PR #806, opened 2019-12-01
fix: remove reference to obsolete setting

Narretz:
While debugging, I found a reference to a removed setting.
I think it's nice to have this setting, so instead of removing it, I used the show_view_status setting. Let me know if I should just remove it altogether.


tomv564:
Let's remove the setting altogether!

Narretz:
Hey @tomv564 thanks for the quick response.

The setting I changed  the condition too is still used in another place (to show LSP status in the status bar)
Do you mean I should:
- remove the condition completely (always display the initialization message)
- remove the condition and the status display
- none of the above ;)

tomv564:
Let's remove `show_status_message` from all code ( I think there's another occurrence in `types.py`), and always display the initialisation message.

It looks like the setting was never read from sublime preferences, hardwired to always True :)

Narretz:
Right, I missed the ref in types.py

All done! 

Test Failure looks unrelated

PR #807, opened 2019-12-01
Add debug note if there's no matching config for a file

Narretz:
While failing to set up a config for a custom client, I was confused by LSP's silence. I finally tracked down the error to an incorrect syntax setting. 
This debug message should help others to find out where exactly LSP was missing something.

Note that I had to create a list from the filter - I suspect that any does not handle filter objects well (even though they are iterable). In my tests, any would return False for the filter object.


Narretz:
I realized that this isn't quite right, as this block checks the started status of the configs, not if they match the doc. will fix and  reopen

PR #809, opened 2019-12-02
Multiple-folder project support

### LINKED ISSUE #443: Support configuring child projects in single workspace

### LINKED ISSUE #785: Multiple folder with gopls
When I use multiple folders in one workspace with gopls sometimes a window pops up with the error:

> Your workspace root is X, but your module root is Y. Please add Y as your workplace folder.

This happens on OSX and I'm using go modules (i.e. neither X nor Y are in the GOPATH).

I found a couple of issues that sound related and it is also mentioned in the troubleshooting section (https://lsp.readthedocs.io/en/latest/troubleshooting/). However all the issues have been merged/closed quite a while ago.

tomv564:
Closes #443 - if people are satisfied they can setup multiple project folders into their monorepo-style workspace
Closes #785 - if someone can confirm this makes the "module in wrong path" error from Go go away.

**Implementation details**
* A window now stores a list of sessions per configuration, instead of just one session per config.
* Each session has a list of paths it handles, which can be queried with `session.handles_path(file_path)`
* Servers are sent all folders at startup, the first folder being the one a file was originally opened in.
  * If the server confirms support for multiple folders, the session keeps all folders. 
  * If not, only the folder with the opened file is kept. 
* We can send `didChangeWorkspaceFolders` when opening a file in a newly added folder. Added in https://github.com/tomv564/LSP/pull/809/commits/f765ea193c53c451f3cdcffcdcf6a0f3f5c22f49

**Not solved**

* <strike>We won't send `workspace/didChangeWorkspaceFolders` yet, need a reliable way to detect folders changing.</strike> See above
* Unsure if some servers do not support overlapping folders (and solve it in their VS Code extension). 

**To do:**

- [x] Support `workspace/workspaceFolders` request
- [x] Testing and fixing of projects that have child folders of another folder.
- [x] Review of TODOs and debug logging in code
- [x] Remove fake directory for folderless sessions (send `None` for rootUri as VS Code does)
- [x] Manual testing of quick switch project
- [x] Manual review of places relative paths are shown and navigated to (hover, diagnostics, references)

### DIFF
--- a/plugin/core/documents.py
+++ b/plugin/core/documents.py
@@ -98,6 +98,6 @@ class DocumentSyncListener(LSPViewEventListener):
         self.manager.documents.handle_view_saved(self.view)
 
     def on_close(self) -> None:
-        if self.view.file_name() and self.view.is_primary():
+        if self.view.file_name() and self.view.is_primary() and self.has_manager():
             self.manager.handle_view_closed(self.view)
             self.manager.documents.handle_view_closed(self.view)
--- a/plugin/core/sessions.py
+++ b/plugin/core/sessions.py
@@ -3,13 +3,12 @@ from .protocol import Request
 from .transports import start_tcp_transport, start_tcp_listener, TCPTransport, Transport
 from .rpc import Client, attach_stdio_client
 from .process import start_server
-from .url import filename_to_uri
 from .logging import debug
 import os
 from .protocol import completion_item_kinds, symbol_kinds, WorkspaceFolder
 try:
     from typing import Callable, Dict, Any, Optional, List
-    assert Callable and Dict and Any and Optional and Transport and List
+    assert Callable and Dict and Any and Optional and Transport and List and WorkspaceFolder
 except ImportError:
     pass
 
--- a/plugin/core/sessions.py
+++ b/plugin/core/sessions.py
@@ -176,7 +176,7 @@ class Session(object):
         self._on_post_exit = on_post_exit
         self.capabilities = dict()  # type: Dict[str, Any]
         self.client = client
-        self._workspace_folders = workspace_folders  # TODO: perhaps not until initialized?
+        self._workspace_folders = workspace_folders
         if on_pre_initialize:
             on_pre_initialize(self)
         self._initialize()
@@ -216,15 +216,14 @@ class Session(object):
             lambda result: self._handle_initialize_result(result))
 
     def _supports_workspace_folders(self) -> bool:
-        # 'capabilities': {'workspace': {'workspaceFolders': {'supported': True
         workspace_cap = self.capabilities.get("workspace", {})
         workspace_folder_cap = workspace_cap.get("workspaceFolders", {})
         return workspace_folder_cap.get("supported")
 
     def _handle_initialize_result(self, result: 'Any') -> None:
-        # only keep supported amount of folders
         self.capabilities = result.get('capabilities', dict())
 
+        # only keep supported amount of folders
         if self._supports_workspace_folders():
             debug('multi folder session:', self._workspace_folders)
         else:
--- a/plugin/core/sessions.py
+++ b/plugin/core/sessions.py
@@ -1,7 +1,7 @@
 from .types import ClientConfig, ClientStates, Settings
 from .protocol import Request
 from .transports import start_tcp_transport, start_tcp_listener, TCPTransport, Transport
-from .rpc import Client, attach_stdio_client
+from .rpc import Client, attach_stdio_client, Response
 from .process import start_server
 from .logging import debug
 import os
@@ -201,9 +201,18 @@ class Session(object):
             debug('single folder session:', self._workspace_folders[0])
         else:
             debug('multi folder session:', self._workspace_folders)
+
         self.state = ClientStates.READY
+
+        self.client.on_request(
+            "workspace/workspaceFolders",
+            lambda _params, request_id: self._handle_workspace_folders(request_id))
+
         if self._on_post_initialize:
             self._on_post_initialize(self)
+
+    def _handle_workspace_folders(self, request_id: int) -> None:
+        self.client.send_response(Response(request_id, [wf.to_dict for wf in self._workspace_folders]))
 
     def end(self) -> None:
         self.state = ClientStates.STOPPING
--- a/plugin/core/sessions.py
+++ b/plugin/core/sessions.py
@@ -6,7 +6,7 @@ from .process import start_server
 from .url import filename_to_uri
 from .logging import debug
 import os
-from .protocol import completion_item_kinds, symbol_kinds
+from .protocol import completion_item_kinds, symbol_kinds, WorkspaceFolder
 try:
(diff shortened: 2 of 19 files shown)


plugin/core/sessions.py
```diff
@@ -71,11 +71,13 @@ def with_client(client: Client) -> 'Session':
     return session
 
 
-def get_initialize_params(project_path: str, config: ClientConfig) -> dict:
+def get_initialize_params(workspace_folders: 'List[WorkspaceFolder]', config: ClientConfig) -> dict:
```
rwols: Instead of `List[WorkspaceFolder]`, you could use `Iterable[WorkspaceFolder]` everywhere. The first item can be retrieved with `next(iter(workspace_folders))`

plugin/core/windows.py
```diff
@@ -379,45 +384,56 @@ def activate_view(self, view: ViewLike) -> None:
...
             return
 
-        project_path = workspace.path
+        # TODO: this throws away previous ad-hoc folders.
+        # The previous fix was to only set an ad-hoc folder once per window
+        self._workspace_folders = get_workspace_folders(self._window, file_path)
+
         self._window.status_message("Starting " + config.name + "...")
-        debug("starting in", project_path)
+        debug("starting in", self._workspace_folders[0].path)
```
rwols: You can use
```
debug("starting in", self._workspace_folders[0])
```
since `WorkspaceFolder` has a `__str__`

Although shouldn't it be

```
debug("starting in", self._workspace_folders)
```
? I guess it depends on wether the session supports multi folders or not?

plugin/core/sessions.py
tomv564: I really like this strategy for lists that are expensive-ish to compute and filtered-on multiple times when we only want 1 item.
In the case of WorkspaceFolder, we end up sending all of them anyways. 
Is there a performance benefit to programming against Iterable when receiving List? I'm a bit scared of things like empty generators being truthy, and iterators only being iterable once.

plugin/core/windows.py
tomv564: It's a bit misleading, but I took this message as stating the working directory of the server process. 

That probably also could use some improvement, if you have `/project/A` and `/project/B` folders, the server should perhaps have its working directory at `/project`?

tomv564: Given that we don't always start an executable, perhaps that logging should be moved and we could keep the logging after initialization that confirms which folders are part of the session.

rwols: > That probably also could use some improvement, if you have /project/A and /project/B folders, the server should perhaps have its working directory at /project?

I thought of `sublime.cache_path()/LSP/servername`, but that broke some assumptions for clangd. Perhaps the cwd should stay at the first workspace folder for now so as to not break any assumptions. Leave that problem for another PR :)

plugin/core/documents.py
```diff
@@ -98,6 +98,6 @@ def on_post_save_async(self) -> None:
         self.manager.documents.handle_view_saved(self.view)
 
     def on_close(self) -> None:
-        if self.view.file_name() and self.view.is_primary():
+        if self.view.file_name() and self.view.is_primary() and self.has_manager():
```
tomv564: Unrelated to PR, but closing windows/views resulted in an error

plugin/core/sessions.py
```diff
@@ -42,7 +41,8 @@ def with_client(client: Client) -> 'Session':
             tcp_port = socket.getsockname()[1]
             server_args = list(s.replace("{port}", str(tcp_port)) for s in config.binary_args)
 
-        process = start_server(server_args, project_path, env, settings.log_stderr)
+        working_dir = workspace_folders[0].path if workspace_folders else None
+        process = start_server(server_args, working_dir, env, settings.log_stderr)
```
tomv564: Possible breaking change: folder-less sessions no longer set a `cwd`.

plugin/core/sessions.py
```diff
@@ -71,11 +71,13 @@ def with_client(client: Client) -> 'Session':
...
 
 
-def get_initialize_params(project_path: str, config: ClientConfig) -> dict:
+def get_initialize_params(workspace_folders: 'List[WorkspaceFolder]', config: ClientConfig) -> dict:
+    first_folder = workspace_folders[0] if workspace_folders else None
     initializeParams = {
         "processId": os.getpid(),
-        "rootUri": filename_to_uri(project_path),
-        "rootPath": project_path,
+        "rootUri": first_folder.uri() if first_folder else None,
```
tomv564: Possible breaking change: Sending `None` for rootUri was always allowed according to the spec but we never did it.

plugin/core/sessions.py
```diff
@@ -160,28 +176,78 @@ def __init__(self,
...
     def get_capability(self, capability: str) -> 'Optional[Any]':
         return self.capabilities.get(capability)
 
-    def _initialize(self, project_path: str) -> None:
-        params = get_initialize_params(project_path, self.config)
+    def handles_path(self, file_path: 'Optional[str]') -> bool:
+        if not file_path:
+            return False
+
+        if not self._workspace_folders:
```
tomv564: Sessions without rootUri are expected to handle _any_ file - we only want one of them per window.

plugin/core/sessions.py
```diff
@@ -160,28 +176,78 @@ def __init__(self,
...
 
     def has_capability(self, capability: str) -> bool:
         return capability in self.capabilities and self.capabilities[capability] is not False
 
     def get_capability(self, capability: str) -> 'Optional[Any]':
         return self.capabilities.get(capability)
 
-    def _initialize(self, project_path: str) -> None:
-        params = get_initialize_params(project_path, self.config)
+    def handles_path(self, file_path: 'Optional[str]') -> bool:
```
tomv564: `Optional[str]` here because almost all the time we end up wanting to pass `view.file_name()` into it.

plugin/core/workspace.py
```diff
@@ -1,37 +1,67 @@
...
-    elif hasattr(view_or_window, 'active_view'):
-        view = view_or_window.active_view()
-        if not view:
-            return None
-        filename = view.file_name()
+    if file_path:
+        sorted_folders = []  # type: List[str]
+        if folders:
+            for folder in folders:
+                if file_path and file_path.startswith(folder):
```
AmjadHD: checking `file_path` is redundant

____________

- EXERCISE REQUIREMENTS
List every line from the entries above in which "pass" appears.

- RESPONSE AREA
     pass
tomv564: `Optional[str]` here because almost all the time we end up wanting to pass `view.file_name()` into it.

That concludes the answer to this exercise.